Pursuant to the License Agreement, BDSI is entitled to receive a twelve percent (12%) royalty fee with respect to the net sales of any and all products covered by the Licensed Technology and a fourteen percent (14%) royalty fee with respect to the net sales of an encochleated Amphotericin B with the approved indication for chronic rhinosinusitis in the United States (collectively, the “Royalty”). Pursuant to the Asset Purchase Agreement, BDSI has sold to Accentia a fifty percent (50%) interest in the future Royalty (the “Royalty Stream”) for $2,500,000. This will have the effect of reducing the Royalty to BDSI by fifty percent (50%). The parties have agreed, however, that the future Royalty Stream sold to Accentia shall not include Royalty payments that are payable by Accentia under the License Agreement that are based on the sale of products exclusively intended to treat asthma, and the rights to such Royalty payments shall remain with BDSI.

 

Pursuant to the Asset Purchase Agreement, the parties have also agreed to modify the terms of the License Agreement to grant Accentia a world-wide license to the License Technology for use in the Application. Previously, the License Agreement provided for a territory consisting of the United States and the European Union only. The parties agreed that it would be mutually beneficial to extend the territory because of uncertainties in the marketplace related to the possibility of federally-sanctioned importation of prescription drugs from foreign markets into the United States.

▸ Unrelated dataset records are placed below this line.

PR #1268, opened 2016-12-17
Define 'object type' only once.

### LINKED ISSUE #511: "object type" has three definitions
_object type_ is defined in 3.9/8. It's also defined differently in 1.8/1, and not-defined-but-italicised in 3.9.3/1.

jensmaurer:
There were only a few references to the definition in
1.8 [intro.object], so drop that definition and refer
to 'an object's type' instead.

Fixes #511.

### DIFF
--- a/source/basic.tex
+++ b/source/basic.tex
@@ -391,7 +391,7 @@ type \tcode{T} must be complete if:
 \item an object of type \tcode{T} is defined~(\ref{basic.def}), or
 \item a non-static class data member of type \tcode{T} is
 declared~(\ref{class.mem}), or
-\item \tcode{T} is used as the object type or array element type in a
+\item \tcode{T} is used as the allocated type or array element type in a
 \grammarterm{new-expression}~(\ref{expr.new}), or
 \item an lvalue-to-rvalue conversion is applied to
 a glvalue referring
@@ -3596,7 +3596,6 @@ void bar() {
 contexts incomplete types are prohibited. \end{note}
 
 \pnum
-\indextext{object type}%
 An \defn{object type} is a (possibly cv-qualified) type that is not
 a function type, not a reference type, and not \cv{}~\tcode{void}.
 
@@ -4060,8 +4059,8 @@ cv-unqualified complete or incomplete object type or is
 \tcode{void}~(\ref{basic.types}) has three corresponding cv-qualified
 versions of its type: a \defn{const-qualified} version, a
 \defn{volatile-qualified} version, and a
-\defn{const-volatile-qualified} version. The term
-\term{object type}~(\ref{intro.object}) includes the cv-qualifiers
+\defn{const-volatile-qualified} version. The
+type of an object~(\ref{intro.object}) includes the \grammarterm{cv-qualifier}{s}
 specified in the \grammarterm{decl-specifier-seq}~(\ref{dcl.spec}), 
 \grammarterm{declarator} (Clause~\ref{dcl.decl}),
 \grammarterm{type-id}~(\ref{dcl.name}), or 
--- a/source/intro.tex
+++ b/source/intro.tex
@@ -554,8 +554,7 @@ object are determined when the object is created. An object can have a
 name~(Clause~\ref{basic}). An object has a storage
 duration~(\ref{basic.stc}) which influences its
 lifetime~(\ref{basic.life}). An object has a
-type~(\ref{basic.types}). The term \defn{object type} refers to
-the type with which the object is created.
+type~(\ref{basic.types}).
 Some objects are
 polymorphic~(\ref{class.virtual}); the implementation
 generates information associated with each such object that makes it


source/basic.tex
```diff
@@ -391,7 +391,7 @@
 \item an object of type \tcode{T} is defined~(\ref{basic.def}), or
 \item a non-static class data member of type \tcode{T} is
 declared~(\ref{class.mem}), or
-\item \tcode{T} is used as the object type or array element type in a
+\item \tcode{T} is used as the object's type or array element type in a
```
zygoloid: It seems a little awkward to use the possessive in only one of the two cases here. Maybe "used as the allocated type or array element type" would be better?

source/basic.tex
```diff
@@ -4059,8 +4058,8 @@
 \tcode{void}~(\ref{basic.types}) has three corresponding cv-qualified
 versions of its type: a \defn{const-qualified} version, a
 \defn{volatile-qualified} version, and a
-\defn{const-volatile-qualified} version. The term
-\term{object type}~(\ref{intro.object}) includes the cv-qualifiers
+\defn{const-volatile-qualified} version. An
+object's type~(\ref{intro.object}) includes the cv-qualifiers
```
zygoloid: Here, perhaps "The type of an object" instead of "An object's type"?

While we're looking at this line, is there a reason why "cv-qualifiers" here isn't `\grammarterm`'d? We definitely seem to be talking about the grammar element.

source/basic.tex
jensmaurer: Yes, sounds better.

source/basic.tex
jensmaurer: Yes, we're talking about the grammar element, although the entire paragraph is odd:
```
using T = const int;
T x1;
const int x2;
const T x3;
```
All of the x1, x2, x3 objects have the same const-qualified type, even though there is no "const" cv-qualifier in the decl-specifier-seq of x1. But that fix is for another day.

I've added the "grammarterm" and change the possessive.

jensmaurer: Uh, our definition of \grammarterm has serious trouble handling
\grammarterm{cv-qualifier}s
(plural "s" after singular grammar non-terminal). There's lots of whitespace in between. That's also visible in 7.1.1 [dcl.stc] p5 (the note at the end; twice).

jensmaurer: Ah, we have

\newcommand{\grammarterm}[1]{\textit{#1}\xspace}

and the \xspace is probably the culprit (why do we need that in the first place?)

jensmaurer:
See also http://tex.stackexchange.com/questions/86565/drawbacks-of-xspace with the first answer from the package author of \xspace. Quote "So, if you find it useful, fine, it's there. But personally I wouldn't recommend it."

jensmaurer:
I've added a separate commit to this pull request that removes \xspace from the definition of \grammarterm. A diffpdf in "appearance" mode shows 239 differences. I've looked through the first of them and found only mildly reduced whitespace between a \grammarterm and a following punctuator. For a full stop (period), this actually seems to improve matters; there was awkward extra space between the r and the period in
\grammarterm{identifier}.

source/basic.tex
```diff
@@ -4060,8 +4059,8 @@
 \tcode{void}~(\ref{basic.types}) has three corresponding cv-qualified
 versions of its type: a \defn{const-qualified} version, a
 \defn{volatile-qualified} version, and a
-\defn{const-volatile-qualified} version. The term
-\term{object type}~(\ref{intro.object}) includes the cv-qualifiers
+\defn{const-volatile-qualified} version. The
+type of an object~(\ref{intro.object}) includes the \grammarterm{cv-qualifier}s
```
zygoloid: Use {cv-qualifier}{s} to avoid the \xspace inside \grammarterm inserting a space before the 's'.

source/macros.tex
```diff
@@ -160,7 +160,7 @@
 \newcommand{\defnx}[2]{\indexdefn{#2}\textit{#1}\xspace}
 \newcommand{\defn}[1]{\defnx{#1}{#1}}
 \newcommand{\term}[1]{\textit{#1}\xspace}
-\newcommand{\grammarterm}[1]{\textit{#1}\xspace}
+\newcommand{\grammarterm}[1]{\textit{#1}}
```
zygoloid: Ah, OK :)

Have you checked that this does not cause any change in formatting anywhere else?

zygoloid:
I'm not prepared to take a macro change the day before a working paper goes out unless someone has looked at all the resulting formatting changes; a survey of the first few is not sufficient at this point. I'll take this if either you've looked at all 239 and they are all OK, or if you change the "\grammarterm{cv-qualifier}s" to "\grammarterm{cv-qualifier}{s}", or even if you don't add the \grammarterm at all (since it was a drive-by anyway). I'm also a bit surprised we see any differences here in cases where \xspace was not adding a space; do we really have 239 bogus spaces inserted by this, or does \xspace also somehow change the formatting even when it doesn't add a space?

If we don't make the macro change now, I'd still like to make it at some point. Generally I'd like for us to get rid of the \xspaces entirely. (See http://tex.stackexchange.com/questions/86565/drawbacks-of-xspace for the reason why, and note that even the original author of the package does not recommend it.)

godbyk:
@zygoloid I wouldn't be surprised if `\xspace` interferes with the kerning between two characters (_i.e._, preventing kerning altogether). This would result in minute spacing differences.

zygoloid:
@godbyk Thanks, that makes sense.

I don't think that changes my position, though; I'd like to check that none of the 239 changes are losing a space that we want; that could happen pretty subtly:

    the \grammarterm{foo-name}%
    \indextext{...}%
    is the name of a foo

... would I think lose the space after *foo-name* with this change. I can check this myself if no-one else does so first, but I have a few other things I need to get done before the pre-meeting mailing deadline.

godbyk:
@zygoloid To clarify, my comment wasn't intended to change your position—I agree with it, given the inconsistencies I've seen in the code—but rather to provide an explanation for some of the minor changes you may see.

jensmaurer:
Updates:
- Removed change to macros.tex; this is handled by issue #1433.
- Used \grammarterm{cv-qualifier}{s}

BioDelivery Sciences International, Inc. is a biotechnology company that is developing and seeking to commercialize patented and licensed delivery technologies for pharmaceuticals, vaccines, over-the-counter drugs, nutraceuticals and micronutrients. The company’s technologies include: (i) the patented Bioral nanocochleate technology, designed for a potentially broad base of applications, and (ii) the patented BEMA (buccal or mouth) drug delivery technology being developed by the company’s Arius Pharmaceuticals subsidiary with a focus on “acute” treatment opportunities for surgical and oncology patients.

 

Note: Except for the historical information contained herein, this press release contains, among other things, certain forward-looking statements, within the meaning of the Private Securities Litigation Reform Act of 1995, that involve risks and uncertainties. Such statement may include, without limitation, statements with respect to the Company’s plans, objectives, expectations and intentions and other statements identified by words such as “may”, “could”, “would”, “should”, “believes”, “expects”, “anticipates”, “estimates”, “intends”, “plans” or similar expressions. These statements are based upon the current beliefs and expectations of the Company’s management and are subject to significant risks and uncertainties, including those detailed in the Company’s filings with the Securities and Exchange Commission. Actual results may differ from those set forth in the forward-looking statements. These forward-looking statements involve certain risks and uncertainties that are subject to change based on various factors (many of which are beyond the Company’s control).

 

L.G. Zangani, LLC provides financial public relations service to the Company. As such L.G. Zangani, LLC and/or its officers, agents and employees, receives remuneration for public relations and or other services in the form of monies, capital stock in the Company, warrants or options to purchase capital in the Company.